# 100% Humidity



## Skinless85 (Jun 15, 2018)

Ive owned and bred chameleons and reef tanks but very new to Dart Frogs. After a lot of research, I built my first vivarium and fairly happy with the final outcome. I'm letting the tank settle before adding frogs (hopefully August when the next reptile show is in town) but my biggest concern at the moment is the humidity. I have a 20x12x18 aquarium with a false bottom of ABG mix, live moss from NEHERP, and leaf litter. My temps are consistently around 72-78 but my humidity remains at 100%. I'm using a probe temp gauge and doesn't seem to change wherever it's placed in the viv. Im using a Green Glo LED from Joshs Frogs, a screen top, and I currently have 5 plants and mist 1-2 times a day. It's doesn't seem to dry out overnight as much as i thought it would and there is condensation between the false bottom layers but I have noticed small signs of life with the moss starting to bloom after only a week in the viv. I do have spots of mold which from what ive read is expected. I've read mixed things about humidity and some say 100% is bad for respiratory issues but others say it's great. Just trying to get some opinions and thoughts due to my new viv/hobby jitters. Thanks in advance!!


----------



## S2G (Jul 5, 2016)

I doubt it's 100% with a screen top. Your gauge or probe probably has moisture in it.

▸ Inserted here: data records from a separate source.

PR #13, opened 2025-01-27
Add `zallet migrate-zcash-conf` command

str4d:


zallet/src/commands/migrate_zcash_conf.rs
```diff
@@ -0,0 +1,558 @@
...
+
+        if !self.this_is_alpha_code_and_you_will_need_to_redo_the_migration_later {
+            return Err(ErrorKind::Generic.context(fl!("migrate-alpha-code")).into());
+        }
+
+        // Serialize the config.
+        let config_toml =
+            toml::Value::try_from(config).map_err(|e| ErrorKind::Generic.context(e))?;
+        let output =
+            toml::to_string_pretty(&config_toml).map_err(|e| ErrorKind::Generic.context(e))?;
```
str4d, line 108: Due to how `serde + toml` serialization works, any config option that is `Option<T>` is omitted when `None`, but any config option that is just `T` is not omitted when set to its default value. This is how `zebrad` works as well, but I'm not very happy with it. I'm half inclined to make _every_ config option `Option<T>` so that it can correctly represent "user-set / not-user-set" in memory, and then have getters that map `None` to the intended default value.

nuttycom: I guess that seems reasonable. In some respects though I kind of like the idea that the defaults are explicitly set in the config file, because then the user doesn't have to go hunting in various places to find out what options are available and what their defaults are; they just get to see all the options up front when looking at the config file.

I know that I value when default config files are "complete" and self-documenting, such that I don't have to go looking for separate documentation.

zallet/src/commands/migrate_zcash_conf.rs
```diff
@@ -0,0 +1,558 @@
...
+                None => Err(ErrorKind::Generic.context(fl!(
+                    "err-migrate-invalid-line",
+                    line = line,
+                    conf = conf.display().to_string(),
+                ))),
+            }?;
+            let value = rest
+                .split_once('#')
+                .map(|(value, _)| value.trim_end())
+                .unwrap_or(rest.trim_end());
```
nuttycom, line 66: nit: I'd use `map_or` here.

nuttycom (changes requested):
Generally looks good, though I think that some of the options that you've set up migrations for should not be migrated.

zallet/src/commands/migrate_zcash_conf.rs
```diff
@@ -0,0 +1,558 @@
...
+        .chain(Action::map_bool("walletbroadcast", |config| {
+            &mut config.broadcast
+        }))
+        // TODO: Decide if we want to change how this is configured, or do anything to
+        // improve security.
+        .chain(Action::map(
+            "walletnotify",
+            |config| &mut config.notify,
+            |value| Ok(Some(value.into())),
+        ))
```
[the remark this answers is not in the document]
str4d: This is the feature that interacts with `walletbroadcast`; it's how I set up my "send transactions over private remailer" demo back in the day.

zallet/src/config.rs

100% is very bad. I really don't like to see over 85 personally. You'll have micro climates within your viv if you keep your humidity at a happy medium. The frogs will seek what is best for them at what moment. Good ventilation is the key. I like to run a fan over the top of mine. Use a timer and set intervals that keep everything in the sweet spot


----------



## kimcmich (Jan 17, 2016)

I second S2G. Most humidity sensors - especially the cheaper, more easily available ones - will almost always experience moisture intrusion/buildup in the sensor and soon start showing inaccurate readings (usually too high). You need to only insert the humidity sensor for a few minutes when you want to take a reading and otherwise keep it outside your viv.


----------



## serial hobbiest (Mar 5, 2017)

Wait... your _entire_ top is screen?

Unless your vivarium is in a location where the ambient humidity never dips below 60%, I'd be very concerned about potentially making frog jerky. You can gain control of this by reducing your screen size to say about 10-15% of your top, and the rest should be glass. Now bring in a small fan, running on timed intervals throughout the day, and you'll have the capability of dialing in cycles of humidity. 

And yeah... your hygrometer sounds out of whack. This probably isn't news to you, but you can test it:
https://www.wikihow.com/Test-a-Hygrometer


----------